The St. Louis County Planning Commission is asking potential new storage facilities to create better-looking designs in unincorporated areas of the county, and the developer of a self-storage facility proposed on Gravois Road has largely agreed to the new standards.
The county planning panel voted unanimously April 21 to send a letter of recommendation to the County Council for Dan Wagner’s Gravois Self-Storage facility, a 120,000-square-foot building proposed at 11411 and 11431 Gravois Road.
Wagner, who has never built a self-storage site before, revised his site development plan and architectural elevations to mostly match the recommendations for a better-looking building that county planners voted to recommend March 8.

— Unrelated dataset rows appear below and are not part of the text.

PR #21220, opened 2024-11-02
Information map with "You Are Here" pin

pgmzeta:
[feature][game objects][experimental]
## About the PR 
Adds an "Informational Map" display that can be used to bring up a station map. This map is similar to the AI station map, but only has a marker for the map object's current location.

The bill was slated for introduction at the County Council meeting Tuesday, after The Call went to press, by 5th District Councilwoman Lisa Clancy, D-Maplewood.

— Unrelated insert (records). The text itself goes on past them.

PR #21221, opened 2024-11-02
Add "Licensed Archaeologist" medal

FlameArrow57:
[SCIENCE][MEDAL][FEATURE]

## About the PR 
Adds a new medal tied to a new scientist objective of having activated 10 artifacts at the end of the shift. You count towards this if you are in range of 5 tiles of an artifact when it's activated

Name: "Licensed Archaeologist"
Pic:
artmedal
Desc: "Complete the Scientist or Research Director objective of activating 10 artifacts in a single shift."
Other: Medal is visible on the medals page before earned (not secret)

## Why's this needed? 
Artlab doesn't have any medals with it right now

## Changelog 

```changelog
(u)FlameArrow57
(*)Added a new Scientist/Research Director objective to activate 10 artifacts in a single shift, with a medal tied to it
```

### DIFF
--- a/code/datums/mind.dm
+++ b/code/datums/mind.dm
@@ -59,6 +59,8 @@ datum/mind
 
 	var/show_respawn_prompts = TRUE
 
+	var/artifacts_activated = 0
+
 	New(mob/M)
 		..()
 		if (M)
--- a/code/datums/mind.dm
+++ b/code/datums/mind.dm
@@ -59,8 +59,6 @@ datum/mind
 
 	var/show_respawn_prompts = TRUE
 
-	var/artifacts_activated = 0
-
 	New(mob/M)
 		..()
 		if (M)
--- a/code/obj/artifacts/artifactprocs.dm
+++ b/code/obj/artifacts/artifactprocs.dm
@@ -162,6 +162,9 @@
 	else
 		A.show_fx(src)
 	A.effect_activate(src)
+	for (var/mob/living/L in range(5, src))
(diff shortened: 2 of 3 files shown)


Glamurio:
Would be cool if there was a reward tied to it. Even if it's just something simple.

code/obj/artifacts/artifactprocs.dm
```diff
@@ -162,6 +162,9 @@
 	else
 		A.show_fx(src)
 	A.effect_activate(src)
+	for (var/mob/living/L in range(5, src))
+		if (ishuman(L) || isrobot(L))
```
TobleroneSwordfish, line 166:
```suggestion
		if (L.mind)
```
this is probably what you mean and `L.mind.foo` is unsafe otherwise

code/datums/mind.dm
```diff
@@ -59,6 +59,8 @@ datum/mind
 
 	var/show_respawn_prompts = TRUE
 
+	var/artifacts_activated = 0
```
TobleroneSwordfish, line 62: Consider just putting this on the objective datum unless there's a reason we'd want to track this otherwise?

Tarmunora (approved):

TobleroneSwordfish (changes requested):

code/obj/artifacts/artifactprocs.dm
FlameArrow57: Not exactly, otherwise it will count intangibles, critters, etc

Architects came back with “significant improvements” on the original design to meet the standards required by the county, planner Jacob Trimble said. The county is requiring a facade of brick and metal panels with faux doors to add visual interest, instead of just a warehouse-type building with no windows or doors.
“We thought it would be a much more attractive product and much more emblematic of the types of designs we want to see here in unincorporated St. Louis County,” Trimble said. Although planners will continue to look at drawings and have architectural approval over the final site plans, “we feel (the changes) meet not just the spirit but the letter of requirements that were stipulated.”
Wagner “significantly expanded” the landscaping buffers in the plan beyond the 15 feet and 24 feet proposed in the original proposal. The additional landscaping around the building and the buffers meets the new recommendation.
The major point on which developers and planners differed was whether to allow loading only in the back or sides of the building, as the county wanted. But the developer said that the front-loading that would happen under a covered roof was not really in front of the building because it was under a covered part of the building. Changing the way that was designed could restrict the turning radius of trucks and the grading of the site.
“They made it very clear that this is actually an integral part of the structure — this is not a covered parking area, it’s actually an integral part of the structure,” Trimble said, adding, “All loading is internal to the site, to leave the general footprint of the structure” and after talking with developers, “staff understood better about what they had proposed, and because everything was internal we felt that was appropriate.”